As someone currently in the trenches, I find it interesting that they always omit how hard it is. Do they have selective memory? Do they not want to scare you? I think they are doing a disservice by not acknowledging it. Mothering a young child, especially more than one, is back-breaking work. Each day is both physically and mentally exhausting. The breastfeeding, cooking, cleaning, laundry, diaper changing, nose-wiping, lack of sleep, crying, pacing the halls ...it is all just mind-numbing and repeats itself every day. Weekends are just another day and there is no such thing as a vacation.

There are days that I feel that I am at the brink of losing my sanity. Motherhood has pushed me to the the limits of my patience. I finally get Molly down for her fifth fifteen-minute nap of the day and Henry screams in her face, waking her. I just laid my head down to sleep at night and she wakes, wanting to be fed even though she just ate an hour ago. I am flat on my back with the flu, not able to eat but I still need to produce milk to keep another person alive. I get everyone dressed in their winter clothes to go outside and someone poops through their outfit. Most of these things you can laugh off, but some days they pile up like an accident on a freeway and you just can't take it anymore.

Is it impolite to talk of these things? Does it mean that you don't like being a mother or that you don't love your children? I think not. I think older mothers should be honest about the entire picture. There will be days that you think you might lose your mind. The isolation, the tedium, the boredom, the loss of freedom that are all part of the package.

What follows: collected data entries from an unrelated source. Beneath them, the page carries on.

PR #199, opened 2018-05-06
Implement Page.SelectAsync

### LINKED ISSUE #51: Implement Page.Select tests
https://github.com/GoogleChrome/puppeteer/blob/v1.0.0/test/test.js#L3044

kblok:
closes #51

### DIFF
--- a/lib/PuppeteerSharp/Frame.cs
+++ b/lib/PuppeteerSharp/Frame.cs
@@ -128,7 +128,7 @@ namespace PuppeteerSharp
             var value = await document.GetElementAsync(selector);
             return value;
         }
-        
+
         internal Task<object> EvalMany(string selector, Func<object> pageFunction, object[] args)
         {
             throw new NotImplementedException();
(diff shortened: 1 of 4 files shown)


kblok:
Ready to review @Meir017

Meir017:
looks like you're missing the test
* `should deselect all options when passed no values for a select without multiple`

lib/PuppeteerSharp/Frame.cs
```diff
@@ -315,6 +316,22 @@ internal Task<JSHandle> WaitForFunctionAsync(string script, WaitForFunctionOptio
             return handle.AsElement();
         }
 
+        internal async Task<string[]> SelectAsync(string selector, object[] args)
```
Meir017: make `params`?

lib/PuppeteerSharp/Frame.cs
```diff
@@ -315,6 +316,22 @@ internal Task<JSHandle> WaitForFunctionAsync(string script, WaitForFunctionOptio
...
+        {
+            return await QuerySelectorAsync(selector).EvaluateFunctionAsync<string[]>(@"(element, values) => {
```
Meir017: arrow function? (not completely sure about this one)

lib/PuppeteerSharp/Frame.cs
Meir017: redundant `async` and `await` keywords. just return ` QuerySelectorAsync(...`

Meir017: in puppeteer the `args` is called `values` and if of type `string[]` not `object[]`

kblok: I didn't know that `params string[]` was valid, that's cool.

Meir017: params works with `T[]` 😄

kblok:
Done @Meir017

PR #1571, opened 2020-10-13
Set SA1612 rule to Error

### LINKED ISSUE #1419: Enable SA1612 rule
Change the action for SA1612 on the [ruleset file](https://github.com/kblok/puppeteer-sharp/blob/master/lib/PuppeteerSharp.ruleset) to Error, and make the solution build

bananbe:
Set SA1612 rule to Error and adjusted code to this change.

Fixes #1419


kblok:
Thanks!

PR #1572, opened 2020-10-15
Set CA1816 to error

qtuu:
When I had a look at the class, i saw that it did not need a finalizer. LifecycleWatcher does not contain any unmanaged members. See [implementing dispose](https://docs.microsoft.com/en-us/dotnet/standard/garbage-collection/implementing-dispose) for reference: "It is possible for a base class to only reference managed objects, and implement the dispose pattern. In these cases, a finalizer is unnecessary. A finalizer is only required if you directly reference unmanaged resources."

In a second commit I removed the second dispose(bool) method and the finalizer.

I am uncertain about the SuppressMessage for CA2213:DisposableFieldsShouldBeDisposed in line 36 of the same file. The _terminationCancellationToken is only canceled in our dispose-method but never actually disposed. Can you elaborate on that?


qtuu:
i forgot to mention: this fixes issue #1437 ;D

kblok:
Thank you @qtuu  :)

kblok:
Thank you!

qtuu:
@kblok could you please add the hacktoberfest-accepted label to this PR, so it gets counted towards my progress? :)

kblok:
@qtuu Done!

PR #1573, opened 2020-10-15
Set ca2200 to error

qtuu:
this fixes issue #1439 

I did not add a unit test because inspecting the stack of a caught exception would end up being messy and flaky.


qtuu:
@kblok thank you very much :)

Issue #1427, opened 2020-02-29
Enable CA1064 rule


kblok:
Change the action for CA1064 on the [ruleset file](https://github.com/kblok/puppeteer-sharp/blob/master/lib/PuppeteerSharp.ruleset) to Error, and make the solution build

kgar:
Looks like this issue can be closed.

PR #1578, opened 2020-10-25
Enable ca1064 rule

qtuu:
this fixes issue #1427 . the class that was marked as an error was never used, so i removed it.
I noticed that there are some exception-classes inheriting from PuppeteerException and are thus not marked by the rule. Should i take a look at those as well?


qtuu:
the microsoft edge build seems to be using a different version of the .net sdk. C#8 should be supported with .net core 3.1 onwards i think...

anyway.. could you please add the hacktoberfest-accepted label to this PR, so it gets counted towards my progress? ;)

kblok:
> the microsoft edge build seems to be using a different version of the .net sdk. C#8 should be supported with .net core 3.1 onwards i think...

Don't worry about that build. It's a playground.

> anyway.. could you please add the hacktoberfest-accepted label to this PR, so it gets counted towards my progress? ;)

Sure!

Issue #1542, opened 2020-08-19
ResponseData.Headers can't deal with multiple headers with same name


L6Echo:
### Description

The Headers field of the ResponseData is a map of header name to header value. This assumes that every header type can be set only once, but this is assumption is not correct. E.g. the Set-Cookie may be listen multiple times.

In System.Net.Http this is solved by using a Map which maps the header name to a list of values.

### Complete minimal example reproducing the issue

When intercepting the http request, it is not possible to set multiple cookies:

E.g.

```csharp
        private async Task InterceptAsync(RequestEventArgs args)
        {
            var responseData = new ResponseData
            {
                Body = "{\"success\": true}",
                ContentType = "application/json; charset=utf-8",
                Headers = new Dictionary<string, object>(),
                Status = HttpStatusCode.OK
            };
            
            responseData.Headers.Add("Set-Cookie", "session=xyz; path=/; samesite=none");
            responseData.Headers.Add("Set-Cookie", "addition=abc; path=/; samesite=none");

            await args.Request.RespondAsync(responseData);
        }
```

### Expected behavior:

It should be possible to set headers multiple times with same name.

### Actual behavior:

Only one value per header name can be added.

### Versions

* PuppeteerSharp: 2.0.4
* .NET: .NET Core 3.1.3

kblok:
I believe [Chrome devtools protocol](https://chromedevtools.github.io/devtools-protocol/tot/Fetch/#type-HeaderEntry)  won't support duplicates there. 
Won't `Page.SetCookieAsync` work for you?

L6Echo:
The headers property is an Array of HeaderEntries. So it should be possible to set multiple headers with the same name. Except the protocol checks for uniqueness of header names. But I wouldn't expect this. Because it is a legit case.

Yes, currently i did a workaround with SetCookieAsync. But this bypasses the cookie handling of chrome and this may distort the test result. Additional the cookie header must be parsed manually which may also behave different than the chrome cookie handling itself.

venky8951:
Hi @kblok can I start looking into this ? seems like we need to implement RespondAsync for List<strings>(values)

kblok:
If you can make it work without breaking any test, go for it!

venky8951:
Hi @kblok I have tried couple of ways to address this issue but it seems having Dictionary<string,Object> is difficult to parse
can we use a List<KeyValuePair<string, object>> instead of a Dictionary<string,Object> ?

[...]

PR #1607, opened 2020-12-28
Added Support to Multiple Header with same name 

venky8951:
#1542 
Hi @kblok kindly review the changes, I have tried not to break the API kindly advice if it can be done better


lib/PuppeteerSharp/Request.cs
```diff
@@ -230,24 +230,31 @@ public async Task RespondAsync(ResponseData response)
 
             _interceptionHandled = true;
 
-            var responseHeaders = new Dictionary<string, string>();
+            var responseHeaders = new List<KeyValuePair<string, string>>();
```
kblok, line 233: Did you try using a passing `StringComparer.OrdinalIgnoreCase` to the Dictionary?
I would like to avoid having another property.

venky8951: Hi @kblok by passing that we can make Dictionary case insensitive but here we want Duplicate keys
like Set cookies header name can occur twice 
any further advice?

kblok: Yeah, that's true, good catch.

kblok:
Can we add a test?

venky8951:
Hi @kblok ya sure I will add a test for multiple header 
But one of the case in Core+Net Framework test seems to fail which has nothing to do with ResponseData 
its ElementHandleTests\BoundingBoxTests I tried to find out reason I think Frame is getting to null . what might be the remedy? any suggestions

kblok:
@venky8951 don't worry about the failing test.

lib/PuppeteerSharp/Request.cs
```diff
@@ -313,5 +320,11 @@ public async Task AbortAsync(RequestAbortErrorCode errorCode = RequestAbortError
 
         private Header[] HeadersArray(Dictionary<string, string> headers)
             => headers?.Select(pair => new Header { Name = pair.Key, Value = pair.Value }).ToArray();
+
+        private Header[] HeadersArray(List<KeyValuePair<string, string>> headers)
+            => headers?.Select(pair => new Header { Name = pair.Key, Value = pair.Value }).ToArray();
+
+        private bool ContainsKey(List<KeyValuePair<string, string>> headers, string key)
+           => headers?.Where(item => item.Key == key).ToList().Count > 0 ? true : false;
```
fr4gles, line 328: If I may add an opinion - you could rewrite this `headers?.Where(item => item.Key == key).ToList().Count` as follows `headers?.Count(item => item.Key == key)`. There is no need to create new list object while we can use LINQ 😄

lib/PuppeteerSharp/ResponseData.cs
```diff
@@ -39,5 +39,10 @@ public string Body
         /// </summary>
         /// <value>Status Code.</value>
         public HttpStatusCode? Status { get; set; }
+        /// <summary>
+        /// Multiple Response headers with same Header name. Header values will be converted to a string.
+        /// </summary>
+        /// <value>Headers.</value>
+        public List<KeyValuePair<string, object>> MultipleHeaders { get; set; }
```
amaitland, line 46: Using [NameValueCollection](https://docs.microsoft.com/en-us/dotnet/api/system.collections.specialized.namevaluecollection?view=netstandard-2.0) would likely be nicer here, it supports multiple values which can be obtained via `GetValues`. It's part of `.Net Standard 2.0`.

amaitland: Using https://docs.microsoft.com/en-us/dotnet/api/system.net.http.headers.httpheaders?view=net-5.0 would be even better if it's possible.

kblok:
closing in favor of https://github.com/hardkoded/puppeteer-sharp/pull/1831

PR #1616, opened 2021-01-27
Code refactoring - Removed unnecessary usings, added regions and comments

gauravgupta98:


lib/PuppeteerSharp/ContextPayload.cs
```diff
@@ -1,13 +1,20 @@
...
 
+        /// <summary>
+        /// Gets or sets the context payload aux data.
+        /// </summary>
         public ContextPayloadAuxData AuxData { get; set; }
 
+        /// <summary>
+        /// Gets or sets the name.
+        /// </summary>
         public string Name { get; set; }
```
kblok, line 18: We are not adding XML Docs for internal classes.

lib/PuppeteerSharp/EmulationManager.cs
```diff
@@ -1,21 +1,29 @@
...
 
 namespace PuppeteerSharp
 {
     internal class EmulationManager
     {
+        #region Members
         private readonly CDPSession _client;
         private bool _hasTouch;
         private bool _emulatingMobile;
+        #endregion Members
```
kblok, line 13: I'm trying to get out of the `#region` blocks. The community is not using them anymore.

kblok (changes requested):
Thanks for taking the time to improve the code.
I like removing using, but I don't think we need XML docs for the internals classes. And it seems that the community stop using regions so I might end up removing them.

lib/PuppeteerSharp/ContextPayload.cs
gauravgupta98: Thanks for the review @kblok.

lib/PuppeteerSharp/EmulationManager.cs
gauravgupta98: Wasn't aware of this. Thanks for letting know :)

gauravgupta98:
Closing the PR as we don't need the suggested changes

PR #1624, opened 2021-02-13
show md snippets usage

SimonCropp:
replaces by https://github.com/hardkoded/puppeteer-sharp/pull/1668


kblok:
That's a pretty cool idea. I love it. Although using regions for that feels odd. But I get the point.

kblok:
Don't we need to set up anything to make that action work?

SimonCropp:
u can use comments to delimitate snippets. that is what is used in other languages. but regions give u a enforced start and end. and u can set them to always expand

the action should need no other changes

SimonCropp:
thoughts on this one?

kblok:
I'm trying to wrap v3. I will get back to this after v3 and v8 plan.

kblok:
This would be ready to go once unconflicted @SimonCropp

SimonCropp:
repalced by https://github.com/hardkoded/puppeteer-sharp/pull/1668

I think if women don't talk about it, then everyone feels like they are the only one that feels this way, that they are doing something wrong. That all of these things are normal, and that despite all of this there will be days you feel like your heart is going to explode with the overwhelming love for your child. That tears will come to your eyes watching your "baby" play tag with another child for the first time. That your newborn will give you a gummy smile first thing in the morning that might be the sweetest thing you have ever seen.

I think they should say that being a parent pushes you to grow in sometimes painfully uncomfortable ways, but in the end you will be a better person for having done it. And that seeing your child grow into a happy, well-adjusted person will make it all worth it. And that it was the best time of their life.

2 comments:

Anonymous said...

You are right no one would ever tell you about the work, the boredom, the isolation, you would be scared to have children. The first one you feel the most isolation,boredom and work frankly because you didn't know what to expect,and its on the job training and the teacher is mostly you, by the time the second and third come along you are so busy with the job inside the house and carting the older ones to outside activities that you build a very different life for yourself. I was younger so I didn't have the experience of the corporate world like you, the jury is still out, if you should have them when you are young and don't know any better or after you have experienced the corporate world. They are right its the most rewarding job you will ever have, so enjoy it while you can because it passes very quickly, the reward is seeing you children become caring , responsible adults. This was the part I thought made me feel the best, when the three of you could start you own lives with confidence to do this on your own, but it wasn't until you all had children of your own and I saw how your related to them. This was the best of all. Then I felt I must have done some things right.
Mom

Anonymous said...

I think the "selective memory" that Mothers who have grown children is not really selective at all. I believe you forget the mundane, everday obstacles, the boredom, the lack of sleep, etc. is just not important enough to remember, instead we remember the day our children took their first steps, first told us they loved us, the days they graduated from Nursery School (what it was called back then), kindergarten, high school & most of all the day they left home to go off to college are much more important memories to hold on to. Believe us when we say to you the time seems to drag now - but all of a sudden you blink your eyes and your children will be adults. Cherich every minute of the good & bad times and speak to us in about 20 or 30 years!